About Me | Articles | Recommended AI Books

Category: Safety

  • The Paradox of Robustness: Decoupling Rule-Based Logic from Affective Noise in High-Stakes Decision-Making

    Jon Chun, Katherine Elkins (Kenyon College)
    January 30, 2026
    arXiv | PDF

    The paper investigates whether emotional framing, the kind of persuasive, sympathetic narratives that reliably bias human decision-makers, can also sway LLMs when they’re applied to rule-bound institutional decisions like grade appeals, loan underwriting, and emergency triage. The surprising answer is no: across 12,113 responses from six different models, emotional narratives produced essentially zero decision drift (Cohen’s h = 0.003), while the same types of framing effects cause substantial bias in humans (Cohen’s h = 0.3–0.8).

    The “paradox” is that LLMs are known to be lexically brittle (sensitive to how a prompt is formatted) and prone to sycophancy, yet they are rationally stable when it comes to rule-based decisions. They resist emotional manipulation 110–300x better than humans. This decoupling between surface-level prompt sensitivity and deep logical consistency is counterintuitive and has significant implications for deploying AI in high-stakes institutional settings.

    Cohen’s h (Effect Size) is a statistical measure of the difference between two proportions. Values near 0 mean no practical difference; 0.2 is “small,” 0.5 is “medium,” 0.8 is “large.” The paper uses Cohen’s h to compare decision rates between emotional and neutral conditions. The LLM value of 0.003 is essentially zero.

    Bayes Factor (BF₀₁) is a Bayesian statistic that quantifies evidence for the null hypothesis (no effect) vs. the alternative (some effect). BF₀₁ = 109 means the data is 109 times more likely under “no effect” than under “some effect”. Conventionally, anything above 100 is “extreme evidence.”

    Framing Effects is a well-documented cognitive bias where the way information is presented (e.g., sympathetic backstory, emotional language) changes human decisions even when the underlying facts are identical. This is a core concern in behavioral economics and legal decision-making.

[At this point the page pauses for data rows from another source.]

PR #351, opened 2016-03-22
RSA8f4

ricardopereira:


Spec/Auth.swift
```diff
@@ -713,6 +713,33 @@ class Auth : QuickSpec {
                 }
 
             }
+
+            // RSA8f4
+            pending("ensure the message published with a wildcard '*' has the provided clientId") {
+                let token = getTestToken()
+                let options = ARTClientOptions(token: token)
+                options.environment = "sandbox"
+                options.clientId = "john"
```
mattheworiordan: Why are you setting the `clientId`?

Spec/Auth.swift
```diff
@@ -713,6 +713,33 @@ class Auth : QuickSpec {
                 }
 
             }
+
+            // RSA8f4
+            pending("ensure the message published with a wildcard '*' has the provided clientId") {
+                let token = getTestToken()
+                let options = ARTClientOptions(token: token)
+                options.environment = "sandbox"
```
mattheworiordan: Is this necessary, can this not be a default in test?

Spec/Auth.swift
```diff
@@ -713,6 +713,33 @@ class Auth : QuickSpec {
                 }
 
             }
+
+            // RSA8f4
+            pending("ensure the message published with a wildcard '*' has the provided clientId") {
+                let token = getTestToken()
+                let options = ARTClientOptions(token: token)
```
mattheworiordan: The token is supposed to have a wildcard clientId yet that is not configured?

Spec/Auth.swift
```diff
@@ -713,6 +713,33 @@ class Auth : QuickSpec {
...
+                let channel = rest.channels.get("test")
+
+                waitUntil(timeout: testTimeout) { done in
+                    channel.publish([ARTMessage(name: nil, data: "no client", clientId: "john")]) { error in
+                        expect(error).to(beNil())
+                        switch extractBodyAsJSON(mockExecutor.requests.first) {
+                        case .Failure(let error):
+                            fail(error)
+                        case .Success(let httpBody):
+                            expect(httpBody.unbox["clientId"] as? String).to(equal("john"))
```
mattheworiordan: I think you should just check that the message has the correct clientId when retrieved from history

ricardopereira: Done 8f1da6a.

tcard:
LGTM

Issue #126, opened 2016-01-13
Core: `ARTErrorInfo` should be related with `NSError`


ricardopereira:
**Problem:**
To many inconsistencies on how to encapsulate an error in the client.

**e.g.** two different callback types where one uses `NSError` and another uses `ARTErrorInfo`:
``` swift
public typealias ARTStatsCallback = (ARTPaginatedResult?, NSError?) -> Void

public typealias ARTRealtimeChannelMessageCb = (ARTMessage, ARTErrorInfo?) -> Void
```

**Two solutions:**
 1. `ARTErrorInfo` should have `NSError` has base class
 2. Remove `ARTErrorInfo` and just use `NSError`

[`NSError`](https://developer.apple.com/library/mac/documentation/Cocoa/Reference/Foundation/Classes/NSError_Class/) is the error object from Cocoa.
It has:
 - `code`: Int
 - `domain`: String
 - `userInfo`: Dictionary (user info dictionary)

IMO
we can do _2._ because the `NSError` has a `userInfo` property where we can add more data if we need.

mattheworiordan:
I am not sure, I prefer ARTErrorInfo inheriting from NSError, @tcard I need your view on this please

tcard:
I guess ARTErrorInfo could inherit from NSError.

But the real problem I see here is that, according to the docs, the REST library [uses anonymous objects with a defined structure as errors](http://localhost:4000/rest/statistics/#stats) while the Realtime API uses a named type [ErrorInfo](http://localhost:4000/realtime/types/#error-info) with just the same structure. I don't see why we shouldn't have the REST library use ErrorInfo as well. I see e. g. ably-java and ably-js does just this, but it is not specified in the docs.

In that case, ARTStatsCallback would be `(ARTPaginatedResult?, ARTErrorInfo?) -> Void`.

tcard:
To be clear, ARTErrorInfo could inherit NSError and use its userInfo property under the hood to store the message, but we'd get no gain for this except implementing Obj-C's standard error interface, which our users could find helpful in their own code. But it's a secondary thing.

mattheworiordan:
Agreed we should be consistent between REST and Realtime in regards to Error Types.  I like the idea of our own custom error type, we've erred towards that generally and mostly inherited from another compatible standard error type.

PR #353, opened 2016-03-24
RSA15c

ricardopereira:


mattheworiordan:
LGTM

tcard:
PTAL

Spec/Auth.swift
```diff
@@ -693,17 +692,17 @@ class Auth : QuickSpec {
 
                 it("overriding defaults") {
                     // Custom values
-                    let expectedClientId = "token_client"
                     let expectedTtl = 4800.0
                     let expectedCapability = "{\"canpublish:*\":[\"publish\"]}"
 
-                    let tokenParams = ARTTokenParams(clientId: expectedClientId)
+                    let tokenParams = ARTTokenParams(clientId: currentCliend)
```
ricardopereira: I don't understand the `currentCliend`. Where does it come from?

ricardopereira:
Beside a small comment, LGTM.

ricardopereira:
2ff8945 will close #126. 👍

Spec/Auth.swift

    RLHF (Reinforcement Learning from Human Feedback) is the dominant fine-tuning method for instruction-following LLMs. Human raters rank model outputs, and the model is trained to prefer higher-ranked responses. Used by GPT, Llama, and Mistral families.

    Constitutional AI is Anthropic’s training approach (used for Claude) where the model self-critiques against a set of principles rather than relying solely on human raters. The paper tests whether this different alignment approach produces different robustness characteristics (it doesn’t).

    Decision Drift is the change in a model’s decision rate when exposed to emotional framing vs. a neutral control. A drift of 0% means the model’s decisions are identical regardless of framing.

    Instruction Ablation is an experimental technique where instructions are systematically removed to test what drives a behavior. Here, removing “ignore the narrative” instructions showed that robustness isn’t dependent on explicit guardrails.

  • Robust Generalizable Heterogeneous Legal Link Prediction

    Lorenz Wendlinger, Simon Alexander Nonn, Abdullah Al Zubaer, Michael Granitzer
    2602.04812v1 | PDF
    February 4, 2026


    The paper improves legal citation link prediction using Graph Neural Networks (GNNs). The authors introduce R-HGE (Robust Heterogeneous Graph Enrichment), which predicts missing citations between legal cases and laws more accurately than previous methods.

    Graph Neural Networks (GNNs) are deep learning models that operate on graph-structured data (nodes + edges) by iteratively passing messages between connected nodes to learn representations. After multiple rounds of neighborhood aggregation, each node captures information from its surrounding structure, enabling tasks like node classification, link prediction, and graph-level classification.                                         

    Robust Heterogeneous Graph Enrichment extends basic GNNs to handle real-world graphs that have multiple node/edge types (heterogeneous), missing information (enrichment fills gaps with external data or inferred connections), and noise or incompleteness (robustness). It’s particularly relevant for domains like legal AI where knowledge graphs naturally contain diverse entity types, incomplete relationships, and messy data.